The pattern is almost monotonic: each layer buys coordination and reach, and charges you in moving parts and fragility. There is no “best adapter” — there’s only the lowest layer that does what you actually need.

What I actually run, and why

To be concrete about my own fleet, because abstract advice is cheap:

The workhorse is Posture 1 — the Copilot CLI in persistent ACP mode (acpx_local). Most agents, most of the time, talk to the model through that, because it’s the least that can break.
Hermes sits underneath as the kernel for the agents that need shared memory, delegation, and cron — and as the single place I rotate auth and switch models. That layer earns its keep daily.
OpenClaw is only there for its surface — the office and the channels — and, as confessed, it leans on Hermes for the model. I keep it because I use the office, not because it’s load-bearing for execution.

The layering is deliberate, but the rule behind it is strict: a layer that doesn’t earn its keep gets removed. OpenClaw is on probation precisely because it’s the heaviest layer doing the least execution work.

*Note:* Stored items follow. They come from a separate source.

PR #3522, opened 2025-11-16
FlxG: query maxTextureSize when window is created

ACrazyTown:
This fixes a crash in a project where threaded caching of assets is done immediately upon load. Because it's on a thread, OpenGL freaks out and crashes, though it's interesting to note that the crash only happened on macOS.

I think it's best to just let Flixel query this once when the window is created and then it'll be cached

### DIFF
--- a/flixel/FlxG.hx
+++ b/flixel/FlxG.hx
@@ -539,6 +539,10 @@ class FlxG
 		FlxG.height = height;
 
 		initRenderMethod();
+		#if FLX_OPENGL_AVAILABLE
+		// Query once when window is created and cache for later
+		bitmap.get_maxTextureSize();
+		#end
 
 		FlxG.initialWidth = width;
 		FlxG.initialHeight = height;
--- a/flixel/system/frontEnds/BitmapFrontEnd.hx
+++ b/flixel/system/frontEnds/BitmapFrontEnd.hx
@@ -343,6 +343,8 @@ class BitmapFrontEnd
 
 	#if FLX_OPENGL_AVAILABLE
 	static var _maxTextureSize = -1;
+
+	@:allow(flixel.FlxG)
 	function get_maxTextureSize():Int
 	{
 		if (_maxTextureSize < 0 && FlxG.stage.window.context.attributes.hardware)


Geokureli:
Can you share a test case that causes the error?

ACrazyTown:
> Can you share a test case that causes the error?

```Haxe
{
	{
		super.create();

		// by uncommenting the trace here the crash no longer happens
		// the PR does something similar by querying maxTextureSize asap
		// when the window is created

		// trace(FlxG.bitmap.maxTextureSize);

		var f = new lime.app.Future(() -> {
			flixel.FlxG.bitmap.create(1000, 1000, 0);
		}, true);
	}
}
```

```
SIGNAL 11
lime._internal.backend.native.NativeOpenGLRenderContext.getInteger(lime/_internal/backend/native/NativeOpenGLRenderContext.hx:1705)
lime._internal.backend.native.NativeOpenGLRenderContext.getParameter(lime/_internal/backend/native/NativeOpenGLRenderContext.hx:1825)
flixel.system.frontEnds.BitmapFrontEnd.get_maxTextureSize(flixel/system/frontEnds/BitmapFrontEnd.hx:349)
flixel.graphics.FlxGraphic.set_bitmap(flixel/graphics/FlxGraphic.hx:612)
flixel.graphics.$FlxGraphic.__constructor__(flixel/graphics/FlxGraphic.hx:410)
flixel.graphics.$FlxGraphic.createGraphic(flixel/graphics/FlxGraphic.hx:252)
flixel.graphics.$FlxGraphic.fromRectangle(flixel/graphics/FlxGraphic.hx:220)
flixel.system.frontEnds.BitmapFrontEnd.create(flixel/system/frontEnds/BitmapFrontEnd.hx:86)
PlayState.~create.0(PlayState.hx:16)
lime.app.$FutureWork.threadPool_doWork(lime/app/Future.hx:349)
lime.app.$FutureWork.~run.0(lime/app/Module.hx:0)
lime.system.$ThreadPool.__executeThread(lime/system/WorkOutput.hx:251)
sys.thread._Thread.$HaxeThread.~create.0(/usr/local/lib/haxe/std/hl/_std/sys/thread/Thread.hx:152)
```

Like I mentioned above I only started getting this crash when testing on a Mac. Either way I think this falls into "undefined behavior" as OpenGL is meant to be accessed from a single thread only, the Windows OpenGL implementation might just be getting lucky

Geokureli:
Thanks!

PR #3524, opened 2025-12-01
FlxCallbackPoint: Fix duplicate calls and call xy when x or y is set directly

Geokureli:
Alternative to https://github.com/HaxeFlixel/flixel/pull/3514 (Most code was copied from this)

Changing a point's x should trigger the x and xy callback, once (if non-null), same with y, any method that changes both should call all 3 callbacks, once.

- The y callback arg was never being used, so setting xy called the xy callback twice.
- Every operation function now calls set() rather than setting x and y individually.
- Setting x and y individually now calls the xy callback as well.
- Added a unit test to verify the number of sets for each method with each number of callbacks

### DIFF
--- a/flixel/math/FlxPoint.hx
+++ b/flixel/math/FlxPoint.hx
@@ -539,8 +539,8 @@ import openfl.geom.Point;
 	/**
 	 * Helper function, just copies the values from this point to the specified point.
 	 *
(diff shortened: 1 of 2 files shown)


Geokureli:
CI is failing because of https://github.com/HaxeFoundation/hscript/issues/155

What I’d tell you to steal

Start bare. Point your agents at one local CLI you’ve already authenticated (for me, copilot --acp in persistent mode). Ship something before you add infrastructure.
Add a kernel when you feel the toggle. The moment you’re editing more than a handful of agents by hand to switch model, auth, or backend — that’s the 37-agents signal. A Hermes-style wrapper turns N edits into one, and gives you shared memory and rate-limit coordination as a bonus.
Add a gateway only for its surface. Reach for OpenClaw when you specifically want channels or an office — and go in knowing the wiring is the most fragile part of the stack, not a casual upgrade.
Make every layer earn its keep. The number of things between your agent and the model is a liability you pay for on every heartbeat and every outage. Add a layer only when the coordination it buys is worth more than the failure mode it introduces — and rip it out the day that stops being true.

This closes the Paperclip configuration trilogy: the wiring, the goals and routines that keep it shipping, and the adapter layer that decides how it reaches a model. If there’s a Part IV, it’ll be about what breaks once all of this is running in anger.